Demands are one thing; the path to their realization something different. And that is precisely the purpose of the plenum: to organize that same crowd on the streets, but what is more important, to find a way to organize the 93% (in the Federation) or 88% (in Bosnia/Herzegovina as a whole) of citizens that support this rebellion privately but are still waiting on the sidelines, fearful or unconvinced that this could possibly work. To organize them to join the protests and a movement that will create some other system that should be more just than the one we have now. But that new system will not fall down from the sky at one of the plenums; rather, the small army that has gathered at the plenums will organize it in the streets and squares of the cities, at workplaces and unions, at universities and high schools, and in the final analysis, in the homes and lives of those silent 88% of Bosnia’s citizens.
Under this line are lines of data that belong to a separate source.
PR #93, opened 2023-07-19
Add smoke for event service and client.

ethanrublee:


protos/farm_ng/core/event_service.proto
```diff
@@ -0,0 +1,85 @@
...
+syntax = "proto3";
+
+import "farm_ng/core/uri.proto";
+import "farm_ng/core/timestamp.proto";
+import "farm_ng/core/event.proto";
+
+package farm_ng.core.proto;
+
+service EventService {
+    rpc getServiceState(GetServiceStateRequest) returns (GetServiceStateReply) {}
```
ethanrublee, line 26: I think this api could be removed, im not sure why its important to track the state of the service at this level.  I think grpc connection state can give us everything we need. @edgarriba @lullabee @Hackerman342

edgarriba: it was originally added to keep tracked of the status of the services in the launcher

py/farm_ng/core/event_service.py
```diff
@@ -0,0 +1,445 @@
...
+
+        event = Event(
+            uri=uri,
+            timestamps=timestamps,
+            payload_length=len(payload),
+            sequence=count,
+        )
+        self._send_event_payload(event, payload)
+
+    # TODO: i'd rename this to `publish` to match with ROS
```
ethanrublee, line 294: This isn't really publish, it allows a client to send a message directly to a service, without the service establishing a subscription. Publish is implemented by sending messages to all the subscribers.

We don't have a centralized broker here. The alternative is to remove this function and declare all subscriptions in the config file, but that seems complex and doesn't allow a simple client to come up and start sending messages directly to a service.

Note these messages currently wouldn't be logged as they are point to point, was investigating republishing them.

This specific interface is still wip for sure.

edgarriba: Do we want/need a centralised broker? That might solve the issue to pass through messages over different services

py/farm_ng/core/event_service_recorder.py
```diff
@@ -0,0 +1,109 @@
...
+            while True:
+                event, payload = await self.record_queue.get()
+                event.timestamps.append(
+                    get_monotonic_now(semantics=StampSemantics.FILE_WRITE)
+                )
+                writer.write_event_payload(event, payload)
+
+    async def subscribe(self, client: EventClient, subscription: SubscribeRequest):
+        async for event, payload in client.subscribe(subscription, decode=False):
+            self.record_queue.put_nowait((event, payload))
```
edgarriba, line 59:
```suggestion
            await self.record_queue.put((event, payload))
```

py/farm_ng/core/event_service_tool.py
```diff
@@ -0,0 +1,172 @@
...
+        args.output,
+        EventServiceConfigList(
+            configs=[
+                EventServiceConfig(
+                    name=args.name,
+                    host=args.host,
+                    port=args.port,
+                    subscriptions=[
+                        SubscribeRequest(
+                            uri=Uri(path="/test", query="service_name=bar"), every_n=1
```
edgarriba, line 50: @ethanrublee how do you subscribe e.g to a specific stream of an oak camera? or which granularity we want in the services

py/farm_ng/core/event_service_recorder.py
```diff
@@ -0,0 +1,109 @@
...
+                event.timestamps.append(
+                    get_monotonic_now(semantics=StampSemantics.FILE_WRITE)
+                )
+                writer.write_event_payload(event, payload)
+
+    async def subscribe(self, client: EventClient, subscription: SubscribeRequest):
+        async for event, payload in client.subscribe(subscription, decode=False):
+            await self.record_queue.put((event, payload))
+
+    async def subscribe_and_record(
```
ethanrublee, line 61: Actually we want no await puts, so we don't queue messages, and small queue sizes. We may drop messages but want this to not put back pressure on sender.

ethanrublee (commented):
@edgarriba

lullabee:
Maybe putting a warning if we drop message

py/farm_ng/core/event_service.py
ethanrublee: I would prefer not to implement a broker yet, I think a config file will be sufficient for a while.

ethanrublee: I renamed this function to reqRep (request reply).

py/farm_ng/core/event_service_tool.py
ethanrublee: I think if we want to subscribe to a protobuf stream, like OakSyncFrame, but only receive a sub field this could be accomplished with something like
```
path: "/oak0/sync_frame"
query: "type=OakSyncFrame&include=imu_packets&service_name=oak0"
```
Then the generic EventService can use the include_field=imu_packets to drop all fields that are not include in the query string, using the for field in message.ListFields(): if field not in include_list: message.ClearField(field) and this can be specific per subscription.

Alternatively, our services can do this with the URI path, and publish both an ``/oak0/sync_frame`` and an "/oak0/imu" message.

py/farm_ng/core/event_service.py
edgarriba: i like more explicit names -> `requestReply`

py/farm_ng/core/event_service_tool.py
ethanrublee: Haven't implemented this yet.  Suggest this is done after we have a few more tests and use cases.

py/farm_ng/core/event_service_recorder.py
```diff
@@ -0,0 +1,362 @@
...
+        recorder = EventServiceRecorder(_args.config_name, config_list=configs)
+        await recorder.subscribe_and_record(
+            _args.output, _args.extension, _args.max_file_mb
+        )
+
+    asyncio.get_event_loop().run_until_complete(job())
+
+
+if __name__ == "__main__":
+    parser = argparse.ArgumentParser()
```
edgarriba, line 332: not in favor of having both the library definition and the code using it in the same place in order to keep clean of the tools needed by the library and what is needed to run it. For this reason they added the ability to define entrypoints in the `setup.py`. See: https://setuptools.pypa.io/en/latest/userguide/entry_point.html

edgarriba: i'd suggest to use some of the well supported community packages like `Typer` which has all the bells and whistles for building modern cli tools. See: https://typer.tiangolo.com/

py/farm_ng/core/event_service_recorder.py
```diff
@@ -75,15 +75,13 @@ def __init__(self, service_name: str, config_list: EventServiceConfigList) -> No
         self._clients: dict[str, EventClient] = {}
 
         # find the recorder config and create the clients
-        # TODO: why do not pass directly the config instead of the config list?
+        # Here we reuse a config for the subscriptions, from the recorder_config
+        # and create the clients for the other services (with port names)
```
edgarriba, line 79: passing the list can be confusing and error prone. I'd go for passing two arguments in the constructor `recorder_config` (a config ds with subscriptions only for later subscribe) and then the `config_list` containing the existing services with the  info needed to create the client (host, port, etc). I also feel that having a single `EventServiceConfig` that can be both for creating client and defining service is a bit counter intuitive to interpret.

py/farm_ng/core/event_service_recorder.py
```diff
@@ -197,6 +204,12 @@ def __init__(self, event_service: EventServiceGrpc) -> None:
         Args:
             event_service (EventServiceGrpc): the event service.
         """
+        parser = argparse.ArgumentParser()
```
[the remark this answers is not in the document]
ethanrublee: Ok this is reasonable for testing configuration parsing, however it does add quite some boilerplate. I think having a simple uniform pattern is important for the service classes; and i think service classes should just take the event_service as a single argument, and it should contain everything they need to get bootstrapped.

So a compromise here is to create a free function that goes from args -> MyStrongConfigType and call this in the constructor.  That function is then unit testable, and will have type hints for use inside the class.

py/farm_ng/core/event_service_recorder.py
ethanrublee: I'm not in favor of a new dependency for argument parsing, like typer.  The goal here is to have a simple uniform command line interface for all services, and argparse is built in to python.

python -m farm_ng.core.event_service_recorder --service-config config.json --service-name name_of_my_service

This allows for generic launching code with no specific knowledge of the implementation details of the service.

As far as entry points are concerned I'm not sure I understand the proposal, in this case it would be:

```
[project.scripts]
farm-ng-core-event-service-recorder = "farm_ng.core:event_service_recorder"
```

py/farm_ng/core/event_service_recorder.py
ethanrublee: This is designed to make the config.json structure easy to edit, with a single flat list of configuration sections.  Also, services will also have clients, so having a single EventServiceConfig that is either describing just a service, or a client, or a service and a client allows us to express this.

ethanrublee:
@strasdat @isherman this is ready for review.  This should have minimal impact on c++ code at the moment, but does move some protobufs from Sophus into farm_ng/core proto package (under a different namespace so can coexist).  

The logging macro changes were necessary when building in a simplified pybind environment (without cmake, and I'm not sure if these will impact the c++ experience or what a better fix is).

I'd like to merge this into main soon as its a large PR and relatively stable, would prefer smaller changes to fix it.

protos/farm_ng/core/image.proto
```diff
@@ -0,0 +1,42 @@
+
```
strasdat, line 1: Huh, I thought we wanted to move the whole sophus2 folder?

cpp/farm_ng/core/logging/logger.h
```diff
@@ -198,7 +199,7 @@ inline StreamLogger& defaultLogger() {
               rhs),                                                          \
           __FILE__,                                                          \
           __LINE__,                                                          \
-          __func__ FARM_MAYBE_VARGS(__VA_ARGS__)(__VA_ARGS__));              \
+          __func__);                                                         \
```
strasdat, line 202: This is removing context from all our logs and asserts in downstream dependencies if I'm. not mistaken.

We should either create a configurable log macro as we discussed or get it to work as is. (See passing CI in downstream project as documentation what build configuration is needed ...)

strasdat: Can you share the compile flags used for the python workflow when it is failing?

https://stackoverflow.com/questions/63740056/variadic-macros-with-zero-arguments-doesnt-compile-even-with-va-args

protos/farm_ng/core/image.proto
ethanrublee: not yet, this just the protobufs for now.  In a follow up we'll move the sophus2 folder.

strasdat (approved):
Approve - given coarse review.

Note that the assumption is that the protos are not suppose to work yet in downstream c++ code including sophus2. To work in downstream c++ projects, those protos need to be merged / harmonized with pre-existing protos (sophus2 and others).

py/farm_ng/core/event_service_tool.py
ethanrublee: Ok the conclusion is that each service should publish its own messages in a granular fashion such that subscriptions can be data effecient and simplify the event service/client pub/sub mechanism for now.  Later we can evaluate if we want to allow for subscription to sub-fields of protobufs.

py/farm_ng/core/event_service_recorder.py
ethanrublee: We'll revisit useability before we make an official release.

cpp/farm_ng/core/logging/logger.h
ethanrublee: compiling with ``--std=gnu++17`` worked rather than ``--std=c++17`` thank you @strasdat .  I've reverted these changes to logger.h.

py/farm_ng/core/event_service_recorder.py
ethanrublee: going to resolve this for now.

So, to return to comrade Cabral from the beginning: People who struggle for something, never struggle just for ideas, the way it might seem to us professors at times; they always and in every case, fight for concrete improvements of their work conditions and life, as well as the work conditions and lives of their compatriots. So, when the next plenum starts in Sarajevo, Tuzla, Mostar, Bihać, etc, remember these regular people and ask them what they think about the whole thing and why they are there. The answers might (un)pleasantly surprise you.